* **Try it**
Only the lines from the start of the entries through the line with "With the announcement" are wanted; please output them exactly.
#### Data for this task ####
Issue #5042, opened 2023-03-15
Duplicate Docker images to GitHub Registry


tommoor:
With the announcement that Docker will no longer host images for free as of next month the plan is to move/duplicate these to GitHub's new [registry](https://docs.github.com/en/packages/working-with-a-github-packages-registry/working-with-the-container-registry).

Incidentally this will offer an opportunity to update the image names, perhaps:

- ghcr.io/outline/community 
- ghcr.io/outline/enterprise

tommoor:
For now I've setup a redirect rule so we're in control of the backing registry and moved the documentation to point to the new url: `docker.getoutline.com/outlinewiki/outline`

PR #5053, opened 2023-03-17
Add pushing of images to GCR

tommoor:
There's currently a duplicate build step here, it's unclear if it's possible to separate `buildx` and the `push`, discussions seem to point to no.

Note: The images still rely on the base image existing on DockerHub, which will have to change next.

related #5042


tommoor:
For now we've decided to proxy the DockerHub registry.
####
* **Task answer**
Issue #5042, opened 2023-03-15
Duplicate Docker images to GitHub Registry


tommoor:
With the announcement that Docker will no longer host images for free as of next month the plan is to move/duplicate these to GitHub's new [registry](https://docs.github.com/en/packages/working-with-a-github-packages-registry/working-with-the-container-registry).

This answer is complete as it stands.